Tbh neither charities or the siblings were in any will. We only gave ops word that this had even been discussed

After her father’s death Op took the money that was in his bank account and gave it to his siblings and that left only £1000 with to cover all the other expenses

If he so wanted to give £60k each to his siblings and £15k to charity, then he should have added these wishes to his will and op should have waited till things had been sorted

Whilst her father might not have been financially astute when it came to money. I don’t think the apple falls very far from the tree
Giving away £60,000 x 3 to siblings that were never in any will and then thinking about giving away more money to charities just because the father talked about it at one point Even not waiting for the full picture on his estate is reckless

FairKoala · 23/04/2025 03:44

We actually don’t know the amount he gave his siblings or anyone in the previous 7 years before his death. There is a hint in the OP that the df did do some larger transfers out of his bank account so these also need adding up together with the £180,000 the siblings had and the house and any other savings/investments and any other things he owned.
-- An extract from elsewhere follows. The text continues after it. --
PR #886, opened 2024-08-14
Seperate out Splining from dnaTracing

MaxGamill-Sheffield:
This PR splits out the dnatrace smoothing functions into the "splining.py" module to TopoStats which does the sole function of smoothing the disordered traces either as TopoStats normally does (average of splines), or Sylvia's rolling window method.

enigmainthemist · 23/04/2025 06:54

FairKoala · 23/04/2025 03:22

Tbh neither charities or the siblings were in any will. We only gave ops word that this had even been discussed

After her father’s death Op took the money that was in his bank account and gave it to his siblings and that left only £1000 with to cover all the other expenses

If he so wanted to give £60k each to his siblings and £15k to charity, then he should have added these wishes to his will and op should have waited till things had been sorted

Whilst her father might not have been financially astute when it came to money. I don’t think the apple falls very far from the tree
Giving away £60,000 x 3 to siblings that were never in any will and then thinking about giving away more money to charities just because the father talked about it at one point Even not waiting for the full picture on his estate is reckless

I completely agree with this. OP's dad seemed to think he had far, far more money than he actually had in reality which already means he was somewhat confused about finances, he made some poor financial decisions and did not have a realistic view of what his finances actually looked like.

As for the people castigating the OP for not giving out more- it was in his legal WILL that she should have all of it, If you think a legal document like a will should be ignored then that is somewhat concerning. Of course the OP can give some money to charity on his behalf if she so wishes but considering she has her child's future to think of, her and her child should come first and I am quite sure if her father knew what he actually had left at the end he would want the same. Her dad sounds like he was a truly lovely person but I really hope he wasnt taken advantage of by his siblings which is always a risk when you have someone elderly who is very kind.

alanet · 23/04/2025 09:59

Sorry for your loss.

It seems he had no idea how much he had in his accounts, from where he was expecting you to pay siblings, friends and charities, there isn't any money left, so unfortunately the friends and charities miss out. Personally I would be suspicious as to why he suddenly decided to give the siblings more, but I guess it's too late now.

Check the utility bills and meter readings, you might just be building up credit on the accounts paying direct debits way over the amounts being used. You should get any credit refunded and get the direct debits set to a more reasonable level if this is the case.